[Stored data entries]
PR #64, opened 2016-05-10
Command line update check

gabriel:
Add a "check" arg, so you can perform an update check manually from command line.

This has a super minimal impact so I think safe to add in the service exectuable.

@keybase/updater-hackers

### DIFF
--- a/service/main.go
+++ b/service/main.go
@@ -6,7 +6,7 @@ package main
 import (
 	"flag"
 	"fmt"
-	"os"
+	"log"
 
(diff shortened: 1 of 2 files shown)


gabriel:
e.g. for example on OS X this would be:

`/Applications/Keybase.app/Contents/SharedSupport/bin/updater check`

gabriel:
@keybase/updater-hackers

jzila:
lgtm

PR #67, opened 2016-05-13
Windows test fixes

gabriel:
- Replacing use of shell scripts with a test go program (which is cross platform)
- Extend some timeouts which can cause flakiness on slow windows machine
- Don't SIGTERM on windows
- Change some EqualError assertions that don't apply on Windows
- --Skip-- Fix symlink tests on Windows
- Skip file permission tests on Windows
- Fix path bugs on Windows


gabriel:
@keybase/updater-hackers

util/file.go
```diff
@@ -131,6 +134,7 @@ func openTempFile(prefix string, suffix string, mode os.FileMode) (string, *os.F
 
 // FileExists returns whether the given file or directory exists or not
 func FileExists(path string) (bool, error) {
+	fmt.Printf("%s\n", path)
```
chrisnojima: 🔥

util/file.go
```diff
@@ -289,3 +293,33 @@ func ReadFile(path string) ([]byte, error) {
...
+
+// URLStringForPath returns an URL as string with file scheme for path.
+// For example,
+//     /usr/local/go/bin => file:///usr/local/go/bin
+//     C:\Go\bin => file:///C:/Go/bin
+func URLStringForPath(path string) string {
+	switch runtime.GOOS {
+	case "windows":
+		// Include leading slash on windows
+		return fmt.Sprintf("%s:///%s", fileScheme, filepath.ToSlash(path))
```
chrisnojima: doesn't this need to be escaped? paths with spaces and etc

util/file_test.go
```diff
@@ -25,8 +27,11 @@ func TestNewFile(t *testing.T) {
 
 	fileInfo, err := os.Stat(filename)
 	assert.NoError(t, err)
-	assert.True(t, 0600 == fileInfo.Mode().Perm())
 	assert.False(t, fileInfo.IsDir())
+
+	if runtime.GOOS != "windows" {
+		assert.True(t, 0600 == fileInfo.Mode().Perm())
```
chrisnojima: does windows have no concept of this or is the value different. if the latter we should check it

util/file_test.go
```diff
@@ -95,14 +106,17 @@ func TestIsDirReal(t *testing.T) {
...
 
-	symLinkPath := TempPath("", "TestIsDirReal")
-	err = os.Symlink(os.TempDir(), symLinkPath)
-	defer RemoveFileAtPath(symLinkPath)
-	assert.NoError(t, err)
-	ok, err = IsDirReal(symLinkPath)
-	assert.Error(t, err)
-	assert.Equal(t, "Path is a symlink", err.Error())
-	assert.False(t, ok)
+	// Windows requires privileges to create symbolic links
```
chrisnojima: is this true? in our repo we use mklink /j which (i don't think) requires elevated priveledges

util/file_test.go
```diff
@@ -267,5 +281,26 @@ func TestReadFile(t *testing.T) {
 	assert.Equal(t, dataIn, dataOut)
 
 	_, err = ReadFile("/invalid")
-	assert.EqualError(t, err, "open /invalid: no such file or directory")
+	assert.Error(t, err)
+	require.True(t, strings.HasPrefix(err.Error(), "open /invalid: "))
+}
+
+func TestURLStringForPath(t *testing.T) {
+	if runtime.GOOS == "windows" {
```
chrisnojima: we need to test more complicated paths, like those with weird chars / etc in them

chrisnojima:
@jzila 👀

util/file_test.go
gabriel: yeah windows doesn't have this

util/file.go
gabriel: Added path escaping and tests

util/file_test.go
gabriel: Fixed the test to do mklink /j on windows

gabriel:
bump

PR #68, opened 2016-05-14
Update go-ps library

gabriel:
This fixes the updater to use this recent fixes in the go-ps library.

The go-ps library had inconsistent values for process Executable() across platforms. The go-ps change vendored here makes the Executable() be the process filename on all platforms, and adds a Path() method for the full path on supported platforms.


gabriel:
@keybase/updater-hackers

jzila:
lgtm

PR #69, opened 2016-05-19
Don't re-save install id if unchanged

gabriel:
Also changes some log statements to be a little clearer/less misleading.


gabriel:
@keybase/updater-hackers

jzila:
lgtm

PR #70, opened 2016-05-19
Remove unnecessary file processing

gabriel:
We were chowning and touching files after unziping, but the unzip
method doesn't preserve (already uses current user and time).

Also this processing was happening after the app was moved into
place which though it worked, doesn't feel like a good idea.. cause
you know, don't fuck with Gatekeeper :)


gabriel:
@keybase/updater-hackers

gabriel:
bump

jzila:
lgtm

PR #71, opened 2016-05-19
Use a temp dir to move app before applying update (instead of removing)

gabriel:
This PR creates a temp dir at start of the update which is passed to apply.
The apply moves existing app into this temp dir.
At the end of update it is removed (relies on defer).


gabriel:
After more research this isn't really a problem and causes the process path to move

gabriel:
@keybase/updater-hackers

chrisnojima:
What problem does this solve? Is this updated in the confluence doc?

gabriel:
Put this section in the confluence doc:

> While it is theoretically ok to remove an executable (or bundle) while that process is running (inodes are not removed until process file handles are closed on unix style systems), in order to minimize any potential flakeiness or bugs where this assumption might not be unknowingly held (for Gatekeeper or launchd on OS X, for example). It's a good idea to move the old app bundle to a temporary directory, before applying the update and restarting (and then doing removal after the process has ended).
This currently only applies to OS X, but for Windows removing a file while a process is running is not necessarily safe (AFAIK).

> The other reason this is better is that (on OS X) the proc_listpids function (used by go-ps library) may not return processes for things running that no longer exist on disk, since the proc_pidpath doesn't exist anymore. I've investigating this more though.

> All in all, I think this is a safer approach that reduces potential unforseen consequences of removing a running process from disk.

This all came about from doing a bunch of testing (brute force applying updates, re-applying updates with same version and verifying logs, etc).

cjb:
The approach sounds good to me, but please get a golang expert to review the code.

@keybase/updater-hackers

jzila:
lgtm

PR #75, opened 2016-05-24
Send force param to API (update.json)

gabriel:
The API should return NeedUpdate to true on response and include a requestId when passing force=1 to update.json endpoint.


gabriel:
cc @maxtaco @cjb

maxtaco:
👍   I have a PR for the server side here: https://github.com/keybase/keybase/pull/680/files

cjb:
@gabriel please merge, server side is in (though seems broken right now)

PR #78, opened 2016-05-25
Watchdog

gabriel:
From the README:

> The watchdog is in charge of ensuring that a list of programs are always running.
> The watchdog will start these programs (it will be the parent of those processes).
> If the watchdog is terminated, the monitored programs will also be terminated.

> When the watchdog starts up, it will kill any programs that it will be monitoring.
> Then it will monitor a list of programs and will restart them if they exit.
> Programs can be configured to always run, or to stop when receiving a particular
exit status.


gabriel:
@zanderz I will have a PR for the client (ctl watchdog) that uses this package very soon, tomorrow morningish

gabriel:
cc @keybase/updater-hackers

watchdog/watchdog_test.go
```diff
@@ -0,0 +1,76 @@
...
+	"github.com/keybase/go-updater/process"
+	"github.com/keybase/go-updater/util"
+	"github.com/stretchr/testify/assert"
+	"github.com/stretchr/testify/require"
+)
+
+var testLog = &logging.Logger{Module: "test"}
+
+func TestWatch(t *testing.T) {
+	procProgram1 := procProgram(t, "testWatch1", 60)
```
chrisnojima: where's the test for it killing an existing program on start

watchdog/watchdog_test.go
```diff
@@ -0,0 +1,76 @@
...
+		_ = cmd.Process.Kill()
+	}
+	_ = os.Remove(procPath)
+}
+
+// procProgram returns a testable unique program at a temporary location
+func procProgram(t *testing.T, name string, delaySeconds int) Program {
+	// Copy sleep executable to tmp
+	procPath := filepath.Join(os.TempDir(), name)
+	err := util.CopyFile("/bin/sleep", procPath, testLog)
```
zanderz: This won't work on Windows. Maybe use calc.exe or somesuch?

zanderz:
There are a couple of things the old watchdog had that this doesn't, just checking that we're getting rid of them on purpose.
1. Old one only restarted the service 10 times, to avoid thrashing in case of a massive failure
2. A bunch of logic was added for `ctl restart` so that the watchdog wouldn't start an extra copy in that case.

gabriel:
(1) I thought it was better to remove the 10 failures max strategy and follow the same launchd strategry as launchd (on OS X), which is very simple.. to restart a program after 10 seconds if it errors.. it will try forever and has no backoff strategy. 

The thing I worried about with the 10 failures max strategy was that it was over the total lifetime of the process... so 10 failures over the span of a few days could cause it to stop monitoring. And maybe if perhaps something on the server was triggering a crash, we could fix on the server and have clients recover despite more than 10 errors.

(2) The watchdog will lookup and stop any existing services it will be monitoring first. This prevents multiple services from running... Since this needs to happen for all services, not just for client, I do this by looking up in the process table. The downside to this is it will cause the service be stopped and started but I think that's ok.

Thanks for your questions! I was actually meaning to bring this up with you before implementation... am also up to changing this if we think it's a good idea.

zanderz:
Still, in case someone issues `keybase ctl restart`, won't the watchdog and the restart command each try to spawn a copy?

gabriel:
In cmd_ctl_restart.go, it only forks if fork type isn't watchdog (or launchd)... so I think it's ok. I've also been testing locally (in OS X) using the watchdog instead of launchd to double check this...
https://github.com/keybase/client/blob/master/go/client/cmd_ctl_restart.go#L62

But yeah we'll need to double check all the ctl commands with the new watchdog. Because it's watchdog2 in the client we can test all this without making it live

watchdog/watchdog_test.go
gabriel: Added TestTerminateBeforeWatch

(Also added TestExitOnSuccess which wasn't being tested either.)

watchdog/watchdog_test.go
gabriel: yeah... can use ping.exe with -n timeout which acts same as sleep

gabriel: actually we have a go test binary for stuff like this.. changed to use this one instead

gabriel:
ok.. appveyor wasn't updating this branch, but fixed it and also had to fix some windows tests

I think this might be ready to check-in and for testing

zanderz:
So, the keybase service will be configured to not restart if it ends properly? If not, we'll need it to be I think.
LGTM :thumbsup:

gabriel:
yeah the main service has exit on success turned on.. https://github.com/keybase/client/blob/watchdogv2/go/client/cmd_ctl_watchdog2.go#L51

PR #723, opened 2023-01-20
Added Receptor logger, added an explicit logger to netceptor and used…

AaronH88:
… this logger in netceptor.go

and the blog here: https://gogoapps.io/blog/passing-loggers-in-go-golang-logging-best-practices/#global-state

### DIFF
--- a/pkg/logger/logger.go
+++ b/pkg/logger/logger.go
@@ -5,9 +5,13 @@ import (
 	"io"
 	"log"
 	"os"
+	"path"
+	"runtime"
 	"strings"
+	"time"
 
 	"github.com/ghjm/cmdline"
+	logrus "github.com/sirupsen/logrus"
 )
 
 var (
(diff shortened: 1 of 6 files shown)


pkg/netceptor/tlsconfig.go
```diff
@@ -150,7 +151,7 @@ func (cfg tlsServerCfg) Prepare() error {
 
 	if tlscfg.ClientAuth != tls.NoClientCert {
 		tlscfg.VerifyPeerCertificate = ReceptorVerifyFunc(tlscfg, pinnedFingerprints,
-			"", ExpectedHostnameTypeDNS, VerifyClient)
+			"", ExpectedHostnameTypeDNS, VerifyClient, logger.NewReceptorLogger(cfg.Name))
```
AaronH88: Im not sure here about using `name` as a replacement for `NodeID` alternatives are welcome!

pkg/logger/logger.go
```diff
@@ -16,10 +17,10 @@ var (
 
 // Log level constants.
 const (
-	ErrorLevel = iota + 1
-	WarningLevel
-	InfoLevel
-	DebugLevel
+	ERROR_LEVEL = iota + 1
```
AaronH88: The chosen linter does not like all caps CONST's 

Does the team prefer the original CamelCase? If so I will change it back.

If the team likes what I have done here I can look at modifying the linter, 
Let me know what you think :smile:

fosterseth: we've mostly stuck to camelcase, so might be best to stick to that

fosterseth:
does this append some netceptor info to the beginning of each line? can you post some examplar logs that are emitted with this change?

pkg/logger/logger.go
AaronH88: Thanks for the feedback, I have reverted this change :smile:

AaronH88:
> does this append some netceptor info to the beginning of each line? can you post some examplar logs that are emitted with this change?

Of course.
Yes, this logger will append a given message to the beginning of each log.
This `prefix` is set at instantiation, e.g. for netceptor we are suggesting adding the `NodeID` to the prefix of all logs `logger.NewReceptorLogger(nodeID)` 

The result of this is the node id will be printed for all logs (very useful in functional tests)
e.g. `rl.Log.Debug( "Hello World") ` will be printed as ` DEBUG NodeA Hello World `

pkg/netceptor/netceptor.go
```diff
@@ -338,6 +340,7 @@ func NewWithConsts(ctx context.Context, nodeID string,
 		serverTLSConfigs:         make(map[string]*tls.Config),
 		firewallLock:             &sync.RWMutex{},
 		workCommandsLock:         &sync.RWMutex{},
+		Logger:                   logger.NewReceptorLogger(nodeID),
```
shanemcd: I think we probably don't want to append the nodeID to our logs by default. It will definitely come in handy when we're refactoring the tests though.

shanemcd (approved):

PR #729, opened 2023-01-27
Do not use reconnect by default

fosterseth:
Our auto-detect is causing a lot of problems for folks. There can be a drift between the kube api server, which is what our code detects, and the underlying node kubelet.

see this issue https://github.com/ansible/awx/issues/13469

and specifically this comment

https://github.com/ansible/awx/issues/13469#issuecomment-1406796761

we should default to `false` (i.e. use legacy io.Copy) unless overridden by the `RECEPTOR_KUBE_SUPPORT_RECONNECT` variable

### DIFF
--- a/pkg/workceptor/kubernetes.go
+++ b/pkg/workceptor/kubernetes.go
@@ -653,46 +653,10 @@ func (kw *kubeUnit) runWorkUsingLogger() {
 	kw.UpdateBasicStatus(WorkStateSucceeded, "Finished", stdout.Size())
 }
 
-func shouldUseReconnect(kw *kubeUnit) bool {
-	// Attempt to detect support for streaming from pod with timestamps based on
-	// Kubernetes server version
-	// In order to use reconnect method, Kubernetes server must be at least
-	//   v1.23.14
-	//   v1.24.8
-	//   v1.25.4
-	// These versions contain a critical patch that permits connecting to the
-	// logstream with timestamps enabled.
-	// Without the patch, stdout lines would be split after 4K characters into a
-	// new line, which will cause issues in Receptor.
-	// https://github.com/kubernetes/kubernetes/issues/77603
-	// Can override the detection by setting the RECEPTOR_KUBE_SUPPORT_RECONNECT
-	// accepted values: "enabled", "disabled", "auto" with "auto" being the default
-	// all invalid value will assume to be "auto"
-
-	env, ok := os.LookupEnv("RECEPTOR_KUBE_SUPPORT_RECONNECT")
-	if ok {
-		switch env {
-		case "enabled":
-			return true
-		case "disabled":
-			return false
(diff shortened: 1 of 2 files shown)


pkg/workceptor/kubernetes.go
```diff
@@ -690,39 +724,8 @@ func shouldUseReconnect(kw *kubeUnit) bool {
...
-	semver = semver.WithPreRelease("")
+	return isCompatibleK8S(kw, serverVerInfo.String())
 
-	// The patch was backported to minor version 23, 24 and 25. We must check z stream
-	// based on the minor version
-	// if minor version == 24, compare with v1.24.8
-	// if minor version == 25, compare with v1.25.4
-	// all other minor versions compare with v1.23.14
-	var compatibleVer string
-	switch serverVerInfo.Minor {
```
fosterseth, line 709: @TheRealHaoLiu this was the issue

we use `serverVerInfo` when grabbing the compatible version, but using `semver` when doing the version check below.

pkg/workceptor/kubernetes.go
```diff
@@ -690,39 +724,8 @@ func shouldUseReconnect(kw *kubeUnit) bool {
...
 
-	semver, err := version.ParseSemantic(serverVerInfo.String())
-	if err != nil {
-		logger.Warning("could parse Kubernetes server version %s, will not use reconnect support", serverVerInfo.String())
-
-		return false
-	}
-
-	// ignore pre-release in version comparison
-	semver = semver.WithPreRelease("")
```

[WHAT YOU ARE ASKED TO DO] Please give an exact copy of the entries above, from the line with "1. Old one only" down to the line with "The thing I", inclusive, and nothing else.

[PROBLEM SOLUTION]
1. Old one only restarted the service 10 times, to avoid thrashing in case of a massive failure
2. A bunch of logic was added for `ctl restart` so that the watchdog wouldn't start an extra copy in that case.

gabriel:
(1) I thought it was better to remove the 10 failures max strategy and follow the same launchd strategry as launchd (on OS X), which is very simple.. to restart a program after 10 seconds if it errors.. it will try forever and has no backoff strategy. 

The thing I worried about with the 10 failures max strategy was that it was over the total lifetime of the process... so 10 failures over the span of a few days could cause it to stop monitoring. And maybe if perhaps something on the server was triggering a crash, we could fix on the server and have clients recover despite more than 10 errors.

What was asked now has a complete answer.